Excellent videos, the last is particularly relevant demonstrating the relationship between gaseous exchange and stable CO2; the correct balance of which is essential for decent plant growth, algae prevention, and the welfare of tank critters.


----------



## dw1305 (1 Sep 2017)

Hi all,





Parablennius said:


> Well, reminds me of when I was keeping mixed native freshwater fish. All was well except for the native bullheads, Cottus gobio, which were clearly asphyxiated despite the Loaches, Barbatula barbatula, or whatever it's called these days being fine. Had Ruffe, Gymnocephalus cernua and Gudgeon, Gobio gobio and they were all fine.


I was out this morning doing some invertebrate surveying (kick sampling in the By Brook, near Castle Combe) and we caught quite a few Bullheads (_Cottus gobio_), first ones I've seen for several years. They are now listed under <"Annex II"> of the EC Directive on the conservation of natural habitats and flora and fauna.

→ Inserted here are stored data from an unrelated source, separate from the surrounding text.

PR #1945, opened 2022-01-11
ENH - update of external/signal and started test function

schoffelen:


robertoostenveld (approved):
I looked at all the code, and it looks ok to me. I did not run the actual tests, but that is something the dashboard will take care of.

PR #1950, opened 2022-01-13
create test functions for examples on website

schoffelen:


schoffelen:
there were some glitches with respect to the newly added functions. Most of these have been ironed out. 

There is one remaining, and that pertains to the fact that data2bids uses the function writematrix, which is only available as of version 2019 and younger. @robertoostenveld shall I address this before merging this PR? 

I am a bit reluctant w.r.t. a full-blown compat drop in, because we only use limited functionality of writematrix. So I'd rather fix it locally.

schoffelen:
OK, right now I decided to go ahead, and wrote a compat/matlablt2019a version of writematrix (which can only write text files, as intended in data2bids). @robertoostenveld shall we proceed and merge, knowing well that the compatibility version of writematrix does not write xslx files etc? The alternative could be to downgrade the call to writematrix in data2bids to a call to dlmwrite, yet dlmwrite is disrecommended by mathworks

robertoostenveld (approved):
I made some small changes to the help of write matrix, other than that it all seems fine to me.

PR #1955, opened 2022-01-24
ENH keep list of badchannels out of ft_rejectvisual

dnacombo:
Coming out of ft_rejectivisual, need to keep track of selected bad channels even if keepchannel = 'yes'
This is a suggested way.

### DIFF
--- a/ft_rejectvisual.m
+++ b/ft_rejectvisual.m
@@ -368,6 +368,8 @@ cfg.channel = data.label(chansel);
 tmpcfg = [];
 if strcmp(cfg.keepchannel, 'no')
   tmpcfg.channel = cfg.channel;
+elseif strcmp(cfg.keepchannel, 'yes')
+  cfg.badchannel = data.label(~chansel);
 end
 if strcmp(cfg.keeptrial, 'no')
   tmpcfg.trials = cfg.trials;


robertoostenveld:
Thanks for the suggestion. It is not the first time that we touch upon this, i.e. how to keep track of the rejected trials/channels. An existing discussion is bugzilla [bug 1304](http://bugzilla.fieldtriptoolbox.org/show_bug.cgi?id=1304) and even the ancient [bug 21](http://bugzilla.fieldtriptoolbox.org/show_bug.cgi?id=21) relates to this. I am sure that it also has been discussed in github issues; I will try to find those as well and read them carefully so that we don't have to rediscover previously valued arguments and considerations.

robertoostenveld:
I now recall that previous confusion in ft_rejectvisual mainly had to do with whether 1) the input cfg.channel and cfg.trial were used to select channels/trials in advance that were bad, or 2) whether those options were used to specify trials/channels that should not be considered for the rejection.  The implementation is (1).

The `dataout.cfg.badchannel` output from `ft_rejectvisual` as suggested in this PR is consistent with the output of `ft_badchannel`. Furthermore, it is consistent with us already giving bad segments as output. Therefore I consider it a good change. 

I reorganized the code a bit, added an "inspect" script to try out various options interactively, and also made sure that `dataout.cfg.badchannel` is always specified regardless of the cfg.keepchannel option.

That would be a really difficult fish to keep without a chiller, as you say it would be the perfect example of a fish with a high requirement for dissolved oxygen, highly rheophilic and mainly found in shaded streams (usually with a gravel bed and woody debris present).  I assume they  eat _Gammarus (_freshwater shrimps_) etc. 
_
cheers Darrel


----------



## Tim Harrison (1 Sep 2017)

They were really common in the streams where I grew up in South Nottinghamshire, it's a great shame the species appears to be in decline, especially as our population is of European significance.
And I've just read that they are the only freshwater cottid found in the UK. The Cottidae (sculpins) are mostly marine fish, with around 300 species worldwide. Which I guess is one of the reasons why the population is so significant.


----------



## Paul195 (4 Jan 2018)

Fantastic videos from Dennis, learnt a lot!


----------